§ **Task brief**:
Every line of the records below that has the word "SegmentationDisplayTool" should be copied.

§ **Records supplied**:
*-*-*
PR #477, opened 2023-03-14
fix(segmentation): segmentation could not render segment while invisible

sedghi:
Previously when segmentation was set as hidden the actor was set as hidden and as a result you could not do use cases such as hide all, then unhide one. 

The problem was as a result of having two states (visibility and segmentsHidden), this PR will make them as one (only segmentsHidden) and visibility becomes a getter only

### DIFF
--- a/packages/tools/src/stateManagement/segmentation/config/segmentationVisibility.ts
+++ b/packages/tools/src/stateManagement/segmentation/config/segmentationVisibility.ts
@@ -15,10 +15,11 @@ function getSegmentationIndices(segmentationId) {
 
 /**
  * Set the visibility of a segmentation representation for a given tool group. It fires
- * a SEGMENTATION_REPRESENTATION_MODIFIED event. If the segmentation had some segments
- * hidden, it will remove them from the hidden set and make them all visible. On the
- * other hand, if the segmentation had all segments hidden, it will make all segments
- * visible.
+ * a SEGMENTATION_REPRESENTATION_MODIFIED event. If the visibility is set to true, and
+ * the segmentation representation had some segments hidden, it will show all the segments.
+ * And if the visibility is set to false, and it had some segments shown, it will hide all
+ * the segments.
+ *
  *
  * @triggers SEGMENTATION_REPRESENTATION_MODIFIED
  * @param toolGroupId - The Id of the tool group that contains the segmentation.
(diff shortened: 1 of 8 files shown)


packages/tools/src/tools/displayTools/SegmentationDisplayTool.ts
```diff
@@ -65,13 +64,15 @@ class SegmentationDisplayTool extends BaseTool {
...
 
     // for each segmentationData, make the visibility false
-    for (const segmentationRepresentation of toolGroupSegmentationRepresentations) {
-      segmentationRepresentation.visibility = true;
-      triggerSegmentationRepresentationModified(
-        toolGroupId,
-        segmentationRepresentation.segmentationRepresentationUID
-      );
-    }
+    toolGroupSegmentationRepresentations.forEach(
```
jbocce, line 67: I think this chunk of code is setting the visibility to `true`, yet the comment on line 66 says `false`.

packages/tools/src/stateManagement/segmentation/config/segmentationVisibility.ts
```diff
@@ -53,26 +81,40 @@ function getSegmentationVisibility(
...
 
-  if (!segmentationData) {
+  if (!representation) {
     return;
   }
 
-  return segmentationData.visibility;
+  const { segmentsHidden } = representation;
+
+  return segmentsHidden.size === 0;
```
jbocce, line 99: I thought I read in `SegmentationStateType` that if `segmentsHidden` contains `-1` then all segments are hidden. So shouldn't that need to be accounted for here?

jbocce (commented):
@sedghi, overall the changes seem fine - some comments for you to look at. Please update the PR with details how your changes can be tested.

packages/tools/src/stateManagement/segmentation/config/segmentationVisibility.ts
sedghi: I will remove it that was wrong old implementation

packages/tools/src/stateManagement/segmentation/config/segmentationVisibility.ts
```diff
@@ -15,10 +15,11 @@ function getSegmentationIndices(segmentationId) {
 
 /**
  * Set the visibility of a segmentation representation for a given tool group. It fires
- * a SEGMENTATION_REPRESENTATION_MODIFIED event. If the segmentation had some segments
- * hidden, it will remove them from the hidden set and make them all visible. On the
- * other hand, if the segmentation had all segments hidden, it will make all segments
- * visible.
+ * a SEGMENTATION_REPRESENTATION_MODIFIED event. If the visibility is set to true, and
```
jbocce, line 18: There is something perhaps I don't understand here, why do we mention things like "had some segments hidden/shown"... does this even have to be said? Is it not correct to say "visibility true will show all segments" and "visibility false will hide all segments"?

sedghi: ok changed it

jbocce (approved):
Thanks for your diligence. Approved.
*-*-*
§ **Result of this exercise**:
packages/tools/src/tools/displayTools/SegmentationDisplayTool.ts
@@ -65,13 +64,15 @@ class SegmentationDisplayTool extends BaseTool {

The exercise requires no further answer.